All lines containing the string "node" must be copied from the entries.

━━ DATA

PR #1134, opened 2026-03-18
fix(chat): prevent scroll jump when hovering edit button

fbricon:
if there's a very long conversation, larger than the viewport, then when the mouse hovers over the edit button on top of the convo, the page automatically scrolls down to the end of the page.

Fix involves removing `attributes` from MutationObserver config so CSS class changes
(like hover opacity transitions) no longer trigger auto-scroll to bottom.


MarsKubeX (approved):
LGTM tested on mac.

PR #1140, opened 2026-03-20
feat: start stop button in workspace

### LINKED ISSUE #1123: add button to start/stop workspace in the UI
Add a button to start/stop workspace in the cards of workspace list view and also in the workspace detail view,

MarsKubeX:
Added start and stop buttons ford workspaces in workspace list view and in workspace detail view

https://github.com/user-attachments/assets/b9daa007-0388-459a-b605-483ae24e113d

Closes #1123

### DIFF
--- a/packages/renderer/src/lib/agent-workspaces/AgentWorkspaceDetails.svelte
+++ b/packages/renderer/src/lib/agent-workspaces/AgentWorkspaceDetails.svelte
@@ -46,7 +46,6 @@ function handleStartStop(): void {
         title={isRunning ? 'Stop Workspace' : 'Start Workspace'}
         onClick={handleStartStop}
         icon={isRunning ? faStop : faPlay}
-        detailed={true}
         inProgress={inProgress} />
     {/snippet}
     {#snippet tabsSnippet()}


packages/renderer/src/stores/agent-workspaces.ts
```diff
@@ -17,17 +17,57 @@
...
 import type { Writable } from 'svelte/store';
-import { writable } from 'svelte/store';
+import { get, writable } from 'svelte/store';
 
 import type { AgentWorkspaceSummary } from '/@api/agent-workspace-info';
 
+export type AgentWorkspaceStatus = 'stopped' | 'running' | 'starting' | 'stopping';
+
 export const agentWorkspaces: Writable<AgentWorkspaceSummary[]> = writable([]);
+export const agentWorkspaceStatuses: Writable<Map<string, AgentWorkspaceStatus>> = writable(new Map());
```
gastoner, line 27: (NIT: not req) Thinking if e.g. usage of SvelteMap here would be better? + renaming the file or just a Map 
WDYT @benoitf

packages/renderer/src/lib/agent-workspaces/AgentWorkspaceCard.svelte
```diff
@@ -63,10 +88,20 @@ function handleRemove(): void {
       <span class="truncate">{workspace.paths.configuration}</span>
     </div>
   </div>
-  <div class="flex justify-end">
+  <div class="flex justify-end gap-1">
+    <button
```
jeffmaury, line 92: **question:** why not using Button component ?

MarsKubeX: For the onclick function I need the MouseEvent to stopPropagation since the action icon lives inside the clickable card and the Button component only exposes onclick?: () => void (no MouseEvent).

jeffmaury: **suggestion:** OK I understand but if we can't use the Button component in this context, shouldn't we have an issue opened upstream ?

MarsKubeX: Hey @jeffmaury great idea. I've create [this issue](https://github.com/podman-desktop/podman-desktop/issues/16745) in the upstream to have this.

packages/renderer/src/stores/agent-workspaces.ts
MarsKubeX: Changed the style for the start/stop button to match the one in the card. I've also created issue #1146 to check the SvelteMap.

PR #1613, opened 2025-12-30
fix: fallback to converter titlePg if no metadata [stable]

caio-pizzol:


harbournick:
Merging main into stable today so not needed

PR #1618, opened 2025-12-30
SD-58 (part 2) - Editable ranges

chittolinag:
Implements an edit permission plugin based on `w:permStart` and `w:permEnd`.

In short, every node inside a `w:permStart` and `w:permEnd` range, should be editable when in `viewing` mode. Also adds support for user-based permission.

On this example, only the highlighted section is editable by the current user:

Screenshot 2026-01-02 at 11 58 10

For more info about these tags, see [here](https://learn.microsoft.com/en-us/dotnet/api/documentformat.openxml.wordprocessing.permstart?view=openxml-3.0.1).


packages/super-editor/src/core/PresentationEditor.ts
```diff
@@ -6331,4 +6420,18 @@ export class PresentationEditor extends EventEmitter {
...
+
+  /**
+   * Determines whether the current viewing mode should block edits.
+   * When documentMode is viewing but the active editor has been toggled
+   * back to editable (e.g. permission ranges), we treat the view as editable.
+   */
+  #isViewLocked(): boolean {
+    if (this.#documentMode !== 'viewing') return false;
+    const hasPermissionOverride = Boolean(
+      (this.#editor as Editor & { storage?: Record<string, any> })?.storage?.permissionRanges?.hasAllowedRanges,
```
chittolinag: I personally don't love this typecast here, but the `storage` type is defined as `Record<string, unknown>` which requires type refinement before accessing (we have other examples of this on this file). One idea would be to change it to `Record<string, any>`, but that would make the code more dangerous. 

Ideally... we'd better define the `storage` type in a way that it's completely type-safe though.

packages/super-editor/src/core/header-footer/EditorOverlayManager.ts
```diff
@@ -94,9 +94,6 @@ export class EditorOverlayManager {
   /** Full-width border line element (MS Word style) */
   #borderLine: HTMLElement | null = null;
 
-  /** Dimming overlay element (for dimming body content during editing) */
-  #dimmingOverlay: HTMLElement | null = null;
-
   /**
```
chittolinag, line 97: Not used

packages/super-editor/src/core/header-footer/EditorOverlayManager.ts
```diff
@@ -466,18 +463,6 @@ export class EditorOverlayManager {
...
-   * @internal Reserved for future implementation of body dimming during header/footer editing.
-   */
-  // eslint-disable-next-line no-unused-private-class-members
-  #hideDimmingOverlay(): void {
-    if (this.#dimmingOverlay) {
-      this.#dimmingOverlay.remove();
-      this.#dimmingOverlay = null;
-    }
-  }
-
```
chittolinag, line 480: Not used

packages/layout-engine/painters/dom/src/styles.ts
```diff
@@ -87,6 +87,7 @@ export const lineStyles = (lineHeight: number): Partial<CSSStyleDeclaration> =>
   // provides defense-in-depth against any remaining sub-pixel rendering
   // differences between measurement and display.
   overflow: 'visible',
+  zIndex: '10',
```
chittolinag, line 90: at this point this is expected to be a str.

packages/super-editor/src/core/PresentationEditor.ts
```diff
@@ -742,6 +743,17 @@ export class PresentationEditor extends EventEmitter {
...
     this.#selectionSync.on('render', () => this.#updateSelection());
+    this.#selectionSync.on('render', () => this.#updatePermissionOverlay());
+
+    this.#permissionOverlay = doc.createElement('div');
+    this.#permissionOverlay.className = 'presentation-editor__permission-overlay';
+    Object.assign(this.#permissionOverlay.style, {
+      position: 'absolute',
+      inset: '0',
+      pointerEvents: 'none',
+      zIndex: '5',
```
chittolinag, line 775: min value of `zIndex` that ensures the permission overlay won't make the text obfuscated.

packages/super-editor/src/extensions/permission-ranges/permission-ranges.js
```diff
@@ -0,0 +1,382 @@
...
+ * @returns {{ ranges: Array<{ id: string, from: number, to: number }>, hasAllowedRanges: boolean }}
+ */
+const buildPermissionState = (doc, allowedIdentifiers = EMPTY_IDENTIFIER_SET) => {
+  const ranges = [];
+  /** @type {Map<string, { from: number, attrs: any }>} */
+  const openRanges = new Map();
+
+  doc.descendants((node, pos) => {
+    if (node.type?.name === 'permStart') {
+      const id = getPermissionNodeId(node, pos, 'permStart');
```
chittolinag, line 58: Check if this can be removed (it probably can)

packages/super-editor/src/extensions/permission-ranges/permission-ranges.js
```diff
@@ -0,0 +1,382 @@
...
+        // Filters transactions to ensure only allowed edits are applied.
+        filterTransaction(tr, state) {
+          if (!tr.docChanged) return true;
+          if (!editor || editor.options.documentMode !== 'viewing') return true;
+          const pluginState = PERMISSION_PLUGIN_KEY.getState(state);
+          if (!pluginState?.hasAllowedRanges) {
+            return true;
+          }
+          const changedRanges = collectChangedRanges(tr);
+          if (!isSelectionAllowed(state, pluginState.ranges)) {
```
chittolinag: Check if this can be removed (probably yes)

luccas-harbour (approved):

━━━━

▶ EXERCISE OUTPUT:
In short, every node inside a `w:permStart` and `w:permEnd` range, should be editable when in `viewing` mode. Also adds support for user-based permission.
+  doc.descendants((node, pos) => {
+    if (node.type?.name === 'permStart') {
+      const id = getPermissionNodeId(node, pos, 'permStart');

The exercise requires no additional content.